What to do:
In the data that follows, every line containing the word "self" should be returned.

Data:
PR #1954, opened 2022-08-19
Remove abuse of arg_v.

### LINKED ISSUE #1754: Pybind seems to interpret some `decor.paint` docstrs as default values
```
arbor.decor().paint()
```

```
TypeError: paint(): incompatible function arguments. The following argument types are supported:
    1. (self: arbor._arbor.decor, region: str, mechanism: arbor._arbor.density) -> None
    2. (self: arbor._arbor.decor, region: str = 'the region label or description.', Vm: Optional[float] = initial membrane voltage [mV]., cm: Optional[float] = membrane capacitance [F/m²]., rL: Optional[float] = axial resistivity [Ω·cm]., tempK: Optional[float] = temperature [Kelvin].) -> None
    3. (self: arbor._arbor.decor, region: str, *, ion_name: str, int_con: Optional[float] = Initial internal concentration [mM], ext_con: Optional[float] = Initial external concentration [mM], rev_pot: Optional[float] = Initial reversal potential [mV]) -> None
```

Reply to the exercise:
    1. (self: arbor._arbor.decor, region: str, mechanism: arbor._arbor.density) -> None
    2. (self: arbor._arbor.decor, region: str = 'the region label or description.', Vm: Optional[float] = initial membrane voltage [mV]., cm: Optional[float] = membrane capacitance [F/m²]., rL: Optional[float] = axial resistivity [Ω·cm]., tempK: Optional[float] = temperature [Kelvin].) -> None
    3. (self: arbor._arbor.decor, region: str, *, ion_name: str, int_con: Optional[float] = Initial internal concentration [mM], ext_con: Optional[float] = Initial external concentration [mM], rev_pot: Optional[float] = Initial reversal potential [mV]) -> None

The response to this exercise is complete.